### Work instructions:
How does the data below read from its first line through the line containing "A recent h2"? Print those lines exactly.

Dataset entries
┌────────
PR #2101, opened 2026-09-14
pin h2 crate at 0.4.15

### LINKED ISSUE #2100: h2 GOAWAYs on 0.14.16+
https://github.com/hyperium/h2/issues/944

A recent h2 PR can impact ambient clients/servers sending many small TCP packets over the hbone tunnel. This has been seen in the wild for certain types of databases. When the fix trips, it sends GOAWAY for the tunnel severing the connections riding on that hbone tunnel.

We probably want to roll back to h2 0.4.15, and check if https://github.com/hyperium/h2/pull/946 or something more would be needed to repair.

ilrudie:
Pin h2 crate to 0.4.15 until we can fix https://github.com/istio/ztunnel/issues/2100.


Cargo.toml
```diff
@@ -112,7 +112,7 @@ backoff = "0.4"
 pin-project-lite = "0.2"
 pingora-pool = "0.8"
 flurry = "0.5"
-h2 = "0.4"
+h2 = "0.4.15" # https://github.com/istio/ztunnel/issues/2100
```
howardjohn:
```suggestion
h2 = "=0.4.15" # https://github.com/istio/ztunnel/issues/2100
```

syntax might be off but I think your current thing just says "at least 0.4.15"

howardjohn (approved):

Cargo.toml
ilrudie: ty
└────────
### Expected output:
PR #2101, opened 2026-09-14
pin h2 crate at 0.4.15

### LINKED ISSUE #2100: h2 GOAWAYs on 0.14.16+
https://github.com/hyperium/h2/issues/944

A recent h2 PR can impact ambient clients/servers sending many small TCP packets over the hbone tunnel. This has been seen in the wild for certain types of databases. When the fix trips, it sends GOAWAY for the tunnel severing the connections riding on that hbone tunnel.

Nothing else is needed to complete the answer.